Each line below containing the word "behavior" needs to be shown.

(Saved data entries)
.....

Issue #1400, opened 2017-02-01
Ubuntu arm and tizen armel build on Docker


jyoungyun:
## Steps to reproduce
```
./cross/build-rootfs.sh arm
./build.sh --docker ubuntu.16.04 --env-vars "DISABLE_CROSSGEN=1,TARGETPLATFORM=arm,TARGETRID=ubuntu.16.04-arm,CROSS=1,ROOTFS_DIR=/opt/code/cross/rootfs/arm"
```

## Expected  behavior
Successful building core-setup

## Actual behavior
1. Disappears the required arguments
```
./build.sh --docker ubuntu.16.04 --env-vars "DISABLE_CROSSGEN=1,TARGETPLATFORM=arm,TARGETRID=ubuntu.16.04-arm,CROSS=1,ROOTFS_DIR=/opt/code/cross/rootfs/arm"
->
Argumtens~~~~:--env-vars DISABLE_CROSSGEN=1,TARGETPLATFORM=arm,TARGETRID=-arm,CROSS=1,ROOTFS_DIR=/opt/code/cross/rootfs/arm
```
2. The lack of cross build toolchain (binutils-arm-linux-gnueabihf)
```
  /usr/bin/ld: unrecognised emulation mode: armelf_linux_eabi
```

jyoungyun:
I used the exisiting Ubuntu Dockerfile for building Ubuntu ARM. If you want to create Dockerfile for Ubuntu ARM in a seperate file, please let me know.

hqueue:
@jyoungyun Although size of each image can be larger than before, I think it would be desirable to have a few docker image for maintanance. Therefore I prefer updating existing Ubuntu image as your PR.

gkhanna79:
@jyoungyun Are you doing this to enable CI support, as done for https://github.com/dotnet/core-setup/blob/master/netci.groovy#L42?

hqueue:
@gkhanna79 Not determined yet. We are trying to make use of docker for local build as well as for CI and try to evaluate any possible choices.

gkhanna79:
@hqueue In that case, once your investigations have determined the option you wish to pursue, do let me know as I would like to ensure there is a single place for Docker images that can be used across the board.

hqueue:
@gkhanna79 Sure, I will let you know when investigation is don. And glad to hear that there is a single place for Docker images. We also hope that we can make use of same Docker image across Core-Setup, CoreClr, and CoreFx, if we decided to use Docker.

[...]

PR #1401, opened 2017-02-01
Fix bug when parsing arguments in build.sh

jyoungyun:
All arguments that match the docker argument were removed by https://github.com/dotnet/core-setup/blob/master/build.sh#L36L37 lines.
```
./build.sh --docker ubuntu.16.04 --env-vars "DISABLE_CROSSGEN=1,TARGETPLATFORM=arm,TARGETRID=ubuntu.16.04-arm,CROSS=1,ROOTFS_DIR=/opt/code/cross/rootfs/arm"
->
Argumtens~~~~:--env-vars DISABLE_CROSSGEN=1,TARGETPLATFORM=arm,TARGETRID=-arm,CROSS=1,ROOTFS_DIR=/opt/code/cross/rootfs/arm
```

Related issue: #725 #1400

### DIFF
--- a/build.sh
+++ b/build.sh
@@ -24,20 +24,17 @@ if [ -z "$HOME" ]; then
     mkdir -p $HOME
 fi
 
-args=( "$@" )
-
 while [[ $# > 0 ]]; do
     lowerI="$(echo $1 | awk '{print tolower($0)}')"
     case $lowerI in
         --docker)
             export BUILD_IN_DOCKER=1
             export DOCKER_IMAGENAME=$2
-            # remove docker args
-            args=( "${args[@]/$1}" )
-            args=( "${args[@]/$2}" )
             shift
             ;;
         *)
+            args+=( $1 )
+            ;;
     esac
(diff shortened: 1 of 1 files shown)


hqueue:
LGTM

build.sh
```diff
@@ -24,20 +24,17 @@ if [ -z "$HOME" ]; then
...
         --docker)
             export BUILD_IN_DOCKER=1
             export DOCKER_IMAGENAME=$2
-            # remove docker args
-            args=( "${args[@]/$1}" )
-            args=( "${args[@]/$2}" )
             shift
             ;;
         *)
+            args+=( $1 )
```
gkhanna79: Can you please elaborate on the issue you were running into?

jyoungyun: When I use `TARGETRID` env value with `--docker` option, the previous build.sh removes all matched string with `--docker` argument. This scripts want to forward the all arguments without docker to next script, so I add other arguments into `args` array.

PR #1406, opened 2017-02-01
Run Docker as current user in official builds

naamunds:
In the PortableLinux and RHEL build definitions, "docker run" is called
directly, without specifying the user as which to run.  This means that
the build artifacts which are mapped to the host have "root" as their
owner, because "root" as the default Docker user.  This prevents the
build agent's user from being able to delete those files in subsequent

.....

OUTPUT OF THE TASK →
## Expected  behavior
## Actual behavior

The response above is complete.